Nie musi mi tego mowic, dobrze wiem co robic. Lewa reka trzymajac
duzy sloik po ogorkach prawa delikatnie zaganiam okazalego swietlika.
Jest! Zakrecam szybko pokrywke z wybitymi malymi dziurkami.
- Mam! A ty? - pytam Tomka.
W tym wlasnie momencie on tez lapie robaczka i zakreca skwapliwie
pokrywke.
- Swietnie! Mamy latarki. Wracamy!
Biegniemy przez noc znanymi nam sciezkami. Za duzym debem w lewo,
uwaga na maly strumyk, skok, przyspieszone, plytkie oddechy, prosto przez
wysoka trawe, plot, srodkowa deska poluzowana, pod gorke, uwaga na skalki.

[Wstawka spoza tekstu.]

PR #233, opened 2020-03-31
Switch to the use of dnf repoclosure

ehelms:


tests/test_functional.py
```diff
@@ -75,10 +75,20 @@ def assert_obal_failure(args):
...
-        log = mockbinlog.read().strip()
-        assert expected_log_entry in log
+
+    if isinstance(content, list):
+        for entry in content:
+            expected_log_entry = entry.replace('{pwd}', os.getcwd())
+
+            with open(os.environ['MOCKBIN_LOG']) as mockbinlog:
+                log = mockbinlog.read().strip()
+                assert expected_log_entry in log
```
ehelms: Add the ability here to pass an array of statements to be checked for existence within the log. This is because the new repoclosure uses a temporary directory that is random on each run which makes it impossible to check against a traditional string comparison.

ekohl: Wouldn't it make more sense to do the entry comparison loop inside the with here? Now you're opening and reading the file for every entry while `mockbinlog` remains unchanged. You can even move the reading to before the entire if/else.

ehelms: Sure, that could make sense as a performance improvement.

ehelms: Makes sense as an improvement. Here ya go https://github.com/theforeman/obal/pull/234

PR #234, opened 2020-04-01
Run assert loop inside already open file in tests

ehelms:


tests/test_functional.py
```diff
@@ -77,11 +77,11 @@ def assert_in_mockbin_log(content):
     __tracebackhide__ = True
 
     if isinstance(content, list):
-        for entry in content:
-            expected_log_entry = entry.replace('{pwd}', os.getcwd())
+        with open(os.environ['MOCKBIN_LOG']) as mockbinlog:
```
ekohl, line 80: You can actually move this to before the if/else and drop it in the else branch as well. Then you reduce the duplication even further. Since the file is read and stored in a variable, you don't need to do the assertion within the `with` block.

ekohl:
Thanks! Much cleaner

PR #235, opened 2020-04-01
Add dnf and dnf-plugins-core to Dockerfile

ehelms:


Dockerfile
```diff
@@ -3,6 +3,7 @@ FROM centos:7
 RUN echo "tsflags=nodocs" >> /etc/yum.conf && \
     yum -y install epel-release git && \
     yum -y install python2-pip && \
+    yum -y install dnf-plugins-core dnf && \
```
ekohl, line 6: Any particular reason we don't make this a single `yum -y install` line? Does it make sense to do it in https://github.com/theforeman/obal/blob/master/obal/data/playbooks/setup/setup.yaml?

ehelms: From a container perspective this is all one layer, doing each line allows some grouping of common items. Doesn't hurt anything. I can add it to setup as well.

ehelms:
The one reason I kept it as a centos:7 container for now was to have an environment that mimics our Jenkins nodes. That was incredibly useful when debugging the use of `dnf repoclosure`.

Dockerfile
ekohl: IMHO we should either have all runtime deps in setup or everything in the dockerfile. The dockerfile calls setup anyway. I'd also be fine with installing all deps here and not calling setup. It would be more efficient in caching layers.

ehelms:
Ahh, duh on my part. I get your point now. Setup is updated only now.

sthirugn:
ACK

ehelms:
Passing https://travis-ci.org/github/theforeman/obal/builds/670112180?utm_source=github_status&utm_medium=notification

PR #237, opened 2020-04-03
Allow inventory as a directory by using project_dir from Obsah

ehelms:


ehelms:
Requires https://github.com/theforeman/obsah/pull/3

The idea is to allow breaking up big package manifests into smaller files inside a directory.

obal/__init__.py
```diff
@@ -60,7 +60,12 @@ def inventory_path():
         """
         Return the inventory path
         """
-        return os.environ.get('OBAL_INVENTORY', os.path.join(os.getcwd(), 'package_manifest.yaml'))
+        inventory = os.path.join(os.getcwd(), 'package_manifest.yaml')
+
+        if os.path.isdir('package_manifests'):
+            inventory = os.path.join(os.getcwd(), 'package_manifests')
+
+        return os.environ.get('OBAL_INVENTORY', inventory)
```
ekohl, line 68: Would this be clearer?

```suggestion
        try:
            return os.environ['OBAL_INVENTORY']
        except KeyError:
            if os.path.isdir('package_manifests'):
                return os.path.join(os.getcwd(), 'package_manifests')
            else:
                return os.path.join(os.getcwd(), 'package_manifest.yaml')
```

- Wolniej, Jacek, slisko... - sapie Tomek, mi tez juz dech zapiera.
Sloik ciagle wyslizguje sie ze spoconych dloni, ale trzymam, nie
wypuszczam. Jestesmy na szczycie.
Kladziemy sie na plecach obok siebie, sloiki stawiamy przy stopach,
daja nieziemski blask. Piekne gwiazdy, nie ma ksiezyca. Mrugaja. Jest
cieplo.
- Patrz! Gwiazda spada! - szepcze nagle Tomek.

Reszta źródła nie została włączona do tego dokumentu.